Categories
The Book Vegetables

30. Buttermilk Mashed Potatoes with Caramelized Shallots p.559


the recipe

These were nice potatoes, not spectacular, but good. These were part of the same meal as the pork chops, so I I was scaling this recipe up too. I’m not always a fan of stuff in mashed potatoes, I do like a little roasted garlic, but people can go too far with cheese, bacon, chives and who knows what else. I’m sure if you looked hard enough you could find a recipe that will tell you to put hot dogs in your mashers. In this case the additions were very restrained, just some caramelized shallots. They added a nicely sweet edge, and brought the goodness of the Maillard reaction to this dish.

The sweet shallots were a nice compliment to the sour bite of the buttermilk. I think buttermilk was the real star of this dish actually. It helped to take them from straight ahead starchy goodness to a more nuanced place. Sour cream has an undeniable affinity for baked potatoes, and the same magic is happening here. The recipe calls for very little butter (1/2 tablespoon for 3/4 lb potatoes), this is both the recipe’s virtue and it’s vice. They were very flavourful, and the thickness of the buttermilk helped them take on a bit of a creamy texture without too much added fat, but I can’t deny that I missed the butter. I was serving this to a room full of ravenous 20 something boys, so they wouldn’t have cared if I’d added butter by the pound.

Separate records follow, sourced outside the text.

PR #10250, opened 2026-08-13
feat(i18n): complete European Portuguese (PT-PT) translation

DarkEsteves:
## 🇵🇹 Tradução PT-PT completa


diegosouzapw:
Thanks for the PT-PT translation! One runtime i18n bug to fix: `resilienceConnections.degraded` changed from a string with `{sources}` interpolation to a nested object, which breaks `t('degraded', {sources})` in the resilience UI. Please restore the string shape (matching the other locales) — then it's good to merge.

PR #10251, opened 2026-08-13
fix: prevent concurrent combo requests from sharing responses (#concu…

ubaidurrehman-developer:
fix: prevent concurrent combo requests from sharing responses (#concurrent-combo-isolation)

Two independent root causes allowed concurrent requests targeting the same combo to
occasionally receive each other's responses:

1. requestDedup (PRIMARY): the shared in-flight Promise map coalesced concurrent combo
   calls with matching hashes, delivering the first caller's upstream response to other
   callers with different payloads. Fix: pass allowDedup=!isCombo so dedup is never
   applied to combo-dispatched handleChatCore calls. Direct single-model calls are
   unchanged.

2. semanticCache (DEFENSE-IN-DEPTH): two callers with different source bodies that
   translated to the same provider body shared a cache entry. Fix: generateSignature()
   gains an optional callerBodyHash parameter; when isCombo, chatCore computes
   computeRequestHash(body) on the original un-translated body and folds it into every
   cache signature (read + both write paths), giving each caller an independent cache
   namespace.

Also adds a DEDUP_COMBO_SKIPPED debug log when dedup is suppressed for a combo call,
and a new regression test suite:
- concurrent combo requests with different prompts each receive their own response
- requestDedup inflight map stays empty after combo requests complete
- N concurrent combo requests each receive distinct responses (stress variant)

Tests: 3/3 new pass, 6/6 existing combo-isolation pass, typecheck clean

## Summary

Fixes an intermittent bug where concurrent requests to the same combo occasionally
received each other's responses. Two callers sending different prompts to the same combo
at the same time could get the wrong response back with no error.

Primary fix: requestDedup is now disabled for combo-dispatched handleChatCore calls.
Defense-in-depth: the semantic cache signature for combo calls now includes a hash of
the original un-translated caller body, preventing two concurrent callers from sharing
a cache entry even if their payloads translate to the same provider body.

## Related Issues

- Closes #concurrent-combo-isolation

## Validation

- [x] Change type: routing
- [x] Focused tests: combo-concurrent-response-isolation.test.ts,
      combo-attempt-body-isolation-7847.test.ts
- [x] npm run lint
- [ ] SonarQube PR analysis is green or any remaining issues are explicitly documented
      below

## Tests Added Or Updated

New:
- tests/unit/combo-concurrent-response-isolation.test.ts (3 tests)
  - Two concurrent requests with different prompts each receive their own response
  - requestDedup inflight map stays empty after combo requests complete
  - N=5 concurrent combo requests all receive distinct responses (stress variant)

Existing (unchanged, still passing):
- tests/unit/combo-attempt-body-isolation-7847.test.ts — 6/6 pass

## Coverage Notes

Changes touch open-sse/handlers/chatCore.ts, open-sse/handlers/chatCore/semanticCache.ts,
open-sse/handlers/chatCore/semanticCacheStore.ts,
open-sse/handlers/chatCore/streamingSemanticCacheStore.ts, and src/lib/semanticCache.ts.

The new test file directly exercises the fixed code paths via handleComboChat with an
echo-stub handleSingleModel. A hash collision would cause the Echo: Prompt-A /
Echo: Prompt-B assertions to fail, so the isolation invariant is directly verified.

Coverage is expected to increase slightly in the combo routing area.

## Reviewer Notes

- Fix 1 (!isCombo for allowDedup) is the minimal surgical fix. The only behavior change
  for combo calls is that concurrent requests with matching hashes will no longer
  coalesce — each gets its own upstream fetch. This is intentional: combo target
  invocations are independent per-caller executions.

- Fix 2 (callerBodyHash in semantic cache) only activates when isCombo === true.
  Non-combo single-model cache behavior is 100% unchanged.

- No migrations, no feature flags, no schema changes.

- Risk: Fix 1 will slightly increase upstream call volume for combo requests at
  temperature=0 where two concurrent callers previously shared an in-flight result.
  This is the correct tradeoff — correctness over call coalescing.

- The DEDUP_COMBO_SKIPPED debug log is emitted at debug level only — no production
  log noise.


ubaidurrehman-developer:
Consider it done.

PR #10791, opened 2026-08-19
fix(translator): convert OpenAI tool-result images to Claude image blocks (#9692)

### LINKED ISSUE #9692: fix(kimi/translator): tool-result images break OpenAI→Claude routing and K3 protocol override is ineffective
## Summary

Kimi Code `k3` works for normal text requests through OmniRoute, but the first request after a tool returns an image fails with:

```text
400 Invalid request Error
```

The failure is reproducible with one small PNG returned by Kimi Code CLI's `ReadMediaFile` tool. Two related defects were observed:

1. During OpenAI → Claude request translation, OpenAI-style `image_url` blocks nested inside a tool result are forwarded unchanged into an Anthropic `tool_result`, producing an invalid Claude Messages payload.
2. Setting the K3 per-model protocol override to `targetFormat: "openai"` is persisted and shown in the UI on the affected deployment, but the actual request still resolves to `target_format: claude`, so the intended OpenAI-protocol workaround is ineffective.

The first defect is generic: any OpenAI-compatible client routed to a Claude-compatible upstream can hit it when media appears inside `role: "tool"`, rather than a normal user message.

## Environment

- OmniRoute deployment: `omniroute-local:3.8.49-pr9200`
- Current source rechecked: `release/v3.8.50` still contains the nested tool-result translation gap
- Client: Kimi Code CLI `0.33.0`
- Provider: `kimi-coding`
- Model: `k3`
- Route: OpenAI-compatible client → OmniRoute `/v1` → Claude target → Kimi Coding Claude-compatible endpoint

K3 is resolved as vision-capable (`image_in`) on the discovered-model path. A separately configured GLM 5.2 secondary model is not involved in the failing request.

## Minimal reproduction

1. Start a clean Kimi Code CLI session using `kimi-coding/k3` through OmniRoute.
2. Send a normal text request and confirm that K3 responds.
3. Call `ReadMediaFile` for one PNG (the reproduced file was about 86 KB).
4. Ask K3 to describe the returned image.
5. Observe that the first model request after the tool result fails with HTTP 400.

This reproduces without old history, compaction, swarm routing, multiple images, or the secondary GLM model.

## Observed request log

```text
call_log_id: 1786055841847-8692b4
correlation_id: 468fe44a-7290-439c-87cb-2cca26659928
provider: kimi-coding
model: k3
source_format: openai
target_format: claude
status: 400
tokens_in: 0
error: [400]: Invalid request Error
```

`tokens_in: 0` is consistent with the upstream rejecting the request structure before inference begins.

## Defect A: nested tool-result images are not converted to Claude blocks

Kimi Code CLI returns the media as an OpenAI-style content part. On the wire the relevant message is equivalent to:

```json
{
  "role": "tool",
  "tool_call_id": "tool_123",
  "content": [
    {
      "type": "image_url",
      "image_url": {
        "url": "data:image/png;base64,..."
      }
    }
  ]
}
```

For an image inside a normal user message, `open-sse/translator/request/openai-to-claude.ts` correctly converts the part to:

```json
{
  "type": "image",
  "source": {
    "type": "base64",
    "media_type": "image/png",
    "data": "..."
  }
}
```

However, the `msg.role === "tool"` branch in `getContentBlocksFromMessage()` only calls `stripEmptyTextBlocks(msg.content)` and then embeds that array directly in `tool_result.content`.

The same pass-through exists for a pre-shaped `tool_result` nested in a user message: its content is stripped for empty text, but media blocks are not normalized.

The resulting Claude payload therefore contains an invalid nested block:

```json
{
  "type": "tool_result",
  "tool_use_id": "tool_123",
  "content": [
    {
      "type": "image_url",
      "image_url": {
        "url": "data:image/png;base64,..."
      }
    }
  ]
}
```

The Claude-compatible upstream expects:

```json
{
  "type": "tool_result",
  "tool_use_id": "tool_123",
  "content": [
    {
      "type": "image",
      "source": {
        "type": "base64",
        "media_type": "image/png",
        "data": "..."
      }
    }
  ]
}
```

### Related prior work is the opposite direction

PR #5100 converts images inside Anthropic `tool_result` blocks when translating **Claude → OpenAI**. It does not cover this **OpenAI → Claude** path.

## Defect B: the K3 OpenAI target-format override is ineffective

The attempted workaround was to set the per-model override:

```json
{
  "targetFormat": "openai"
}
```

On the affected deployment the value is saved in the database and displayed in the UI, but the call log still reports:

```text
source_format: openai
target_format: claude
```

and the Claude-compatible endpoint remains selected.

The current source has the intended downstream wiring:

- `resolveChatCoreRequestSetup()` reads `modelInfo.targetFormat` as `customModelTargetFormat`.
- `resolveChatCoreTargetFormat()` resolves the wire format.
- `resolveExecutionCredentials()` writes it to `_omnirouteKimiTargetFormat`.
- `KimiExecutor` selects the OpenAI or Claude endpoint from that metadata.

Leaf tests cover the latter steps by injecting an already-resolved target format, but there is no end-to-end regression test proving that a saved K3 model override is hydrated into `modelInfo`, survives request setup, and reaches `KimiExecutor` for a real `kimi-coding/k3` route. The observed behavior indicates the value is lost before or during that resolution path.

## Expected behavior

1. OpenAI-style media parts nested inside tool results are recursively normalized before constructing a Claude `tool_result`.
2. Data-URI images become Anthropic base64 image sources.
3. Remote image URLs become Anthropic URL image sources where supported.
4. Text and valid existing Anthropic blocks are preserved.
5. Multiple images and mixed text/image results remain in order.
6. A saved K3 `targetFormat: "openai"` override actually selects the OpenAI request shape, URL, and headers.
7. If the override is unsupported, the UI/API should reject it instead of persisting a no-op value.

## Suggested fix

- Extract the existing user-message image normalization into a reusable content-block normalizer.
- Apply it recursively to both:
  - `msg.role === "tool"` content arrays, and
  - `part.type === "tool_result"` content arrays inside user messages.
- Keep `stripEmptyTextBlocks()` as a separate sanitation step.
- Add an integration-level Kimi target-format test that begins with persisted model metadata, rather than injecting `_omnirouteKimiTargetFormat` directly.

## Suggested regression tests

- OpenAI `role: "tool"` with one base64 `image_url` → Claude `tool_result` with one `image` block
- mixed text + image tool result preserves both blocks and order
- multiple tool calls returning multiple images
- remote `image_url` conversion
- existing Anthropic-style `image` blocks remain valid
- empty nested text blocks are still stripped
- `kimi-coding/k3` with a persisted OpenAI override resolves `target_format: openai` and uses the OpenAI endpoint
- Kimi K3 `ReadMediaFile` round trip no longer returns HTTP 400

Prudhvivuda:
## Summary
- Convert OpenAI `image_url` (and AI-SDK `image`) parts nested in `role: "tool"` / `tool_result` content into Claude Messages `image` source blocks during OpenAI→Claude translation.
- User-message vision parts already converted; tool results were forwarded raw, so the next Claude-format upstream turn 400'd before inference (Kimi Code CLI `ReadMediaFile` and any OpenAI-compatible client that returns media from a tool).
- Scope is defect A only (payload conversion). The K3 protocol-override sibling in #9692 is not changed here.

Closes #9692

⚠️ base-red inherited: #9985

## Test plan
- [x] `node --import tsx/esm --test tests/unit/openai-to-claude-tool-result-images-9692.test.ts`
- [x] `node --import tsx/esm --test tests/unit/openai-to-claude-strip-empty.test.ts`
- [x] `node --import tsx/esm --test tests/unit/openai-to-claude-file-attachments.test.ts`
- [x] `node --import tsx/esm --test tests/unit/claude-to-openai-image-toolresult.test.ts`
- [x] `node --import tsx/esm --test tests/unit/openai-to-claude-bare-tool.test.ts`
- [ ] Optional live: OpenAI-compatible client → OmniRoute → Claude-format Kimi/Anthropic with a tool that returns a PNG; next turn should be 200, not `400 Invalid request`

### DIFF
--- a/changelog.d/fixes/9692-openai-to-claude-tool-images.md
+++ b/changelog.d/fixes/9692-openai-to-claude-tool-images.md
@@ -1,0 +1,1 @@
+- **fix(translator):** convert OpenAI `image_url` blocks nested in `role: "tool"` / `tool_result` content to Claude `image` source blocks so OpenAI-compatible clients (Kimi Code CLI `ReadMediaFile`, and any other tool that returns media) no longer 400 the next Claude-format upstream turn ([#9692](https://github.com/diegosouzapw/OmniRoute/issues/9692))
--- a/open-sse/translator/request/openai-to-claude.ts
+++ b/open-sse/translator/request/openai-to-claude.ts
@@ -7,10 +7,17 @@ import { sanitizeToolId } from "../helpers/schemaCoercion.ts";
 import { safeParseJSON } from "../helpers/jsonUtil.ts";
 import { applyKimiCodingThinking } from "../helpers/claudeHelper.ts";
 import { DEFAULT_THINKING_CLAUDE_SIGNATURE } from "../../config/defaultThinkingSignature.ts";
-import { getDefaultThinkingBudget, isAdaptiveThinkingOnly } from "../../../src/shared/constants/modelSpecs.ts";
+import {
+  getDefaultThinkingBudget,
+  isAdaptiveThinkingOnly,
+} from "../../../src/shared/constants/modelSpecs.ts";
 import { fitThinkingToMaxTokens } from "./openai-to-claude/thinkingBudget.ts";
 import { enforceToolResultAdjacency } from "./openai-to-claude/toolResultAdjacency.ts";
 import { sanitizeToolResultId } from "./openai-to-claude/sanitizeToolResultId.ts";
+import {
+  openAiImagePartToClaudeBlock,
+  normalizeToolResultImages,
+} from "./openai-to-claude/imageBlocks.ts";
 
 // Reasoning-effort levels Anthropic accepts on `output_config.effort`. Used to steer
 // adaptive-only Claude models (Opus 4.7+/Fable 5) without ever emitting a manual budget.
@@ -534,9 +541,10 @@ function getContentBlocksFromMessage(
     const sanitizedToolUseId = sanitizeToolResultId(msg.tool_call_id); // #7705
     if (!sanitizedToolUseId) return blocks;
     // T02: Strip empty text blocks from nested tool_result content to avoid Anthropic 400
-    const toolContent = Array.isArray(msg.content)
-      ? stripEmptyTextBlocks(msg.content)
-      : msg.content;
+    // #9692: rewrite OpenAI image_url parts to Claude image blocks (same as user turns)
+    const toolContent = normalizeToolResultImages(
+      Array.isArray(msg.content) ? stripEmptyTextBlocks(msg.content) : msg.content
+    );
     blocks.push({
       type: "tool_result",
       tool_use_id: sanitizedToolUseId,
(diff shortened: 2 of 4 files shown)


diegosouzapw:
Verified this against the actual translator code path — solid fix, scoped correctly.

What I checked:
- Confirmed the base code at `getContentBlocksFromMessage` really did forward raw `image_url`/AI-SDK `image` parts unchanged for `role: "tool"` and nested `tool_result` content, while the sibling `role: "user"` array path already converted them — matches the described defect exactly.
- `imageBlocks.ts` cleanly extracts the shared conversion logic (`extractOpenAiImageUrl`, `urlToClaudeImageBlock`, `openAiImagePartToClaudeBlock`, `normalizeToolResultImages`) and both call sites (`role: "tool"` and nested `tool_result`) now route through it.
- Nice side-effect catch: the old inline code did `part.image_url.url` unconditionally, which throws `TypeError` when a client sends a bare-string `image_url` (no `{url}` wrapper) instead of an object. `extractOpenAiImageUrl` now handles both shapes, and your test suite ("mixed text + image_url...") exercises exactly that case. That's a real latent-crash fix beyond the reported issue.
- Ran the new test file: 7/7 pass. Ran the 5 adjacent openai-to-claude test files (bare-tool, strip-empty, file-attachments, translator-openai-to-claude, empty-messages, glm-split-tool-name) — 32/32 pass, no regressions. ESLint clean on the 3 changed files.
- On the CI reds: I reproduced `mutation-test-coverage`, `dead-code`, and `open-sse-typecheck` failures identically on the unmodified `release/v3.8.50` tip (checked out the exact same scripts against the base commit) — all three are pre-existing base-red (#9985) and unrelated to `openai-to-claude.ts`/`imageBlocks.ts`. The `⚠️ base-red inherited: #9985` note in the PR body is accurate and appreciated.

No blocking issues found. Good scoping decision keeping the K3 protocol-override sibling out of this PR.

PR #10792, opened 2026-08-19
fix(resilience): retry Codex pre-output transport failures on the same account (#9708)

### LINKED ISSUE #9708: fix(resilience): retry transient Codex transport failures on the same account before fallback
### OmniRoute Version
3.8.49

### Installation Method
Docker / Docker Compose

### Operating System
Linux

### Provider(s) Involved
Codex

### Model(s) Involved
Codex text models through `/v1/chat/completions`

### Client Tool
Hermes

### Description

A transient Codex transport failure can currently remove the last eligible account from routing immediately, then cause the next request to receive a misleading quota `429` even though that account has quota and recovers a few seconds later.

I reproduced two variants:

```text
503 upstream connect error or disconnect/reset before headers
reset reason: remote connection failure
```

and:

```text
507 exceeded request buffer limit while retrying upstream
```

In both cases, the routing sequence was:

1. Two accounts were already excluded by the configured quota policy.
2. The remaining eligible account received a transient `503` or `507`.
3. OmniRoute immediately marked that account unavailable and attempted fallback.
4. A client retry about 2-3 seconds later received:

   ```text
   429 All codex accounts reached configured quota threshold
   ```

5. Connection recovery restored the transiently unavailable account immediately afterward.

The final `429` is not an accurate description of the pool. Two accounts were quota-filtered, but the last account was only temporarily unavailable after a transport/proxy failure.

Immediate rotation also discards useful account/session affinity. For Codex, keeping a healthy session on the same account is preferable because switching accounts can lose the warm upstream prompt-cache partition.

### Steps to Reproduce

1. Configure multiple Codex accounts and quota filtering.
2. Have all but one eligible account filtered by their real quota state.
3. Make the remaining account receive a transient pre-output transport failure such as a connection reset `503` or retry-buffer `507`.
4. Retry the client request within 2-3 seconds.
5. Observe that OmniRoute reports all accounts as quota-exhausted even though the remaining account recovers shortly afterward.

### Expected Behavior

Before any useful text or tool call has been sent downstream:

- Retry a retryable `502`, `503`, `504`, `507`, connection reset, or early EOF once on the same account after a short jittered delay, roughly 2-3 seconds.
- Keep session/account affinity for that retry and do not classify the account as quota-exhausted.
- If the same-account retry fails again, apply a short cooldown and then try another eligible account.
- If no other account is eligible, preserve the last transport error or return a mixed-cause availability error such as `503 No Codex accounts currently available: 2 quota-filtered, 1 temporarily unavailable after upstream 507`.
- Return the all-accounts-quota `429` only when every unavailable account was actually excluded by authoritative quota state.

The retry classifier should still avoid wasteful retries:

- authoritative provider `429` / quota reset: rotate or wait for reset;
- `401`: refresh credentials and retry the same account once, then rotate only if refresh/retry fails;
- revoked credentials, account ban, or explicit disable: exclude the account;
- malformed request, unsupported model/tool, context limit, and other deterministic request errors: do not rotate accounts;
- after useful downstream text or a tool call has been emitted: do not transparently replay the request because that can duplicate output or actions.

### Actual Behavior

The first transient `503` or `507` makes OmniRoute rotate immediately. If the other accounts are quota-filtered, a quick client retry is converted into a generic quota `429`. The original transport failure and the mixed reasons for pool unavailability are lost.

### Test Impact

Needs a new integration test

### Error Logs / Output

```shell
quota policy filtered 2 account(s): session usage 100%
remaining account: 503 remote connection failure
account unavailable; trying fallback
429 All codex accounts reached configured quota threshold
connection recovery: account restored
```

The same sequence was reproduced with `507 exceeded request buffer limit while retrying upstream` as the initial error.

### Additional Context

This proposal is intentionally bounded to one same-account retry before useful downstream output. It is not a request for unlimited retries. The goal is to absorb brief transport failures inside the router that owns account health and affinity, while still rotating after a repeated failure.

### Validation Plan

- Simulate one eligible Codex account returning a retryable pre-output `503`, then succeeding on the second attempt. Assert that the same account is used, affinity remains intact, and the client receives the successful response.
- Repeat with `507`, `504`, connection reset, and early EOF.
- Make the same-account retry fail twice and assert that OmniRoute rotates only after the second failure.
- Filter two accounts by quota and make the last account temporarily unavailable. Assert that OmniRoute does not return an all-accounts-quota `429`.
- Assert that an authoritative quota `429`, revoked credential, deterministic `400`, or response after partial output does not enter the unsafe retry path.

Prudhvivuda:
## Summary
- Retry a retryable pre-output transport failure (502/503/504/507, connection reset, retry-buffer overflow) once on the same account after a 2–3s jittered delay, without marking the connection unavailable on the first blip.
- Keeps Codex session/account affinity so a brief proxy reset does not drop the warm prompt-cache partition.
- When the last eligible account is only temporarily unavailable and siblings are quota-filtered, surface a mixed-cause 503 instead of `429 All codex accounts reached configured quota threshold`.

Closes #9708

⚠️ base-red inherited: #9985

## Test plan
- [x] `node --import tsx/esm --test tests/unit/codex-same-account-transport-retry-9708.test.ts`
- [x] `node --import tsx/esm --test tests/unit/sse-auth.test.ts --test-name-pattern quota`
- [ ] Confirm a first 503/507 on the last eligible Codex account retries the same connection and succeeds
- [ ] Confirm a second consecutive transport failure then cools the account and rotates
- [ ] Confirm a quota-filtered pool plus one transport-cooled account does not return the all-quota 429

### DIFF
--- a/changelog.d/fixes/9708-codex-same-account-retry.md
+++ b/changelog.d/fixes/9708-codex-same-account-retry.md
@@ -1,0 +1,1 @@
+- **fix(resilience):** retry a retryable Codex pre-output 502/503/504/507 once on the same account (2–3s jitter) before cooling the connection, and stop translating that mixed pool into an all-accounts quota `429` ([#9708](https://github.com/diegosouzapw/OmniRoute/issues/9708))
--- a/src/sse/handlers/chat.ts
+++ b/src/sse/handlers/chat.ts
@@ -176,6 +176,10 @@ import {
   resolveCooldownAwareRetrySettings,
   waitForCooldownAwareRetry,
 } from "../services/cooldownAwareRetry";
+import {
+  shouldRetrySameAccountTransport,
+  sameAccountTransportRetryDelayMs,
+} from "../services/sameAccountTransportRetry";
 import { constrainConnectionsToQuota, resolveQuotaKeyScope } from "../../lib/quota/quotaKey";
 import { checkConnectionCapacity } from "../utils/backpressure";
 import {
@@ -333,7 +337,11 @@ function isManagedComboUnsupported(
 
 const managedComboRejection = () =>
   buildManagedLeaseErrorResponse(
-    new LeaseContextError(409, "LEASE_UNSUPPORTED_ROUTE", "Managed leases do not support this route")
+    new LeaseContextError(
+      409,
+      "LEASE_UNSUPPORTED_ROUTE",
+      "Managed leases do not support this route"
+    )
   );
 
 const comboPromoteDeps = { updateCombo, info: log.info, warn: log.warn };
@@ -1534,6 +1542,7 @@ async function handleSingleModelChat(
   // re-attempt to exactly one for the whole request. Declared outside both retry
   // loops so it can never reset and loop.
   let streamEarlyEofRetries = 0;
+  const sameAccountTransportRetries = new Map<string, number>();
   const occupancySessionKey =
     runtimeOptions.sessionAffinityKey ?? runtimeOptions.sessionId ?? `request:${randomUUID()}`;
   let initialPreselectedCredentials = runtimeOptions.preselectedCredentials;
@@ -1818,7 +1827,8 @@ async function handleSingleModelChat(
             comboStrategy,
             isCombo,
             comboStepId: runtimeOptions.comboStepId ?? null,
-            comboExecutionKey: runtimeOptions.comboExecutionKey ?? runtimeOptions.comboStepId ?? null,
+            comboExecutionKey:
+              runtimeOptions.comboExecutionKey ?? runtimeOptions.comboStepId ?? null,
             extendedContext,
             modelApiFormat: apiFormat,
             modelTargetFormat: targetFormat,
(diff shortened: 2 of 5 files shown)


diegosouzapw:
Reviewed and validated in an isolated worktree off `release/v3.8.50`.

**Tests**: `codex-same-account-transport-retry-9708.test.ts` — 7/7 pass, including the `getProviderCredentials` mixed-cause (quota + transport-cooldown) 503 case. Existing `sse-auth.test.ts --test-name-pattern quota` — 67/67 pass, no regression. `eslint` clean on all touched files; `tsc --noEmit` clean.

**Circuit-breaker/cooldown interaction**: traced this carefully since it touches the resilience layers described in AGENTS.md — no conflict. The same-account retry only exempts the *first* pre-output 502/503/504/507 blip; a second consecutive failure on the same connection falls through unchanged into the existing `markAccountUnavailable()` / `breaker._onFailure()` path, so provider-breaker and connection-cooldown accounting behave exactly as before for genuinely repeated failures. Nice, surgical addition.

Two things worth a quick look before/after merge, neither blocking:

1. **Scope**: `shouldRetrySameAccountTransport` / `isRetryablePreOutputTransportError` and the new mixed-availability 503 branch in `auth.ts` aren't gated on `provider === "codex"` anywhere — as written this changes retry/error behavior for *every* provider, not just Codex, even though the title/issue/changelog all frame it as Codex-specific. Was that intentional (a general resilience improvement, generalized past the original issue), or should it be scoped to Codex? Either is fine, just want to make sure it's a deliberate call rather than an oversight, since it's a behavior change for the other 340 providers with no dedicated test coverage for them.
2. **`hasEmittedOutput`**: `sameAccountTransportRetry.ts` documents and unit-tests a guard against retrying after output has already streamed to the client, but it's never passed from the real call site in `chat.ts` (confirmed via repo-wide grep). It's harmless today — `result.success` only goes `false` pre-stream in the current control flow (the STREAM_EARLY_EOF/stream_timeout branch that *would* hit mid-stream always exits before reaching this block) — but as written it's a safety param that looks load-bearing and isn't. Worth either wiring it up or dropping it from the signature so it doesn't mislead the next person touching this file.

Also noticed 3 unchecked boxes in the test plan (live-account 503/507 retry, second-failure rotation, mixed-pool 503) — the automated coverage looks solid to me as a substitute, but flagging in case you want to close the loop with a live check per the repo's bug-fix protocol.

Overall: solid, well-scoped fix mechanically. ⭐⭐⭐⭐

My take on the lack of butter might have been quite different if it was making this for just my dining companion and I. She eats most of these meals with me, and often asks if I can look for something a bit less rich to make from The Book. I’m already running out of heart-healthy options. This is one of the few recipes that fits the bill, and I wasted it on The Boys.

There were a lot of good ideas going on in this recipe: Limited additions, not much butter, building texture and flavour with buttermilk. But, somehow it just didn’t gel into the ne plus ultra of mashed potato recipes.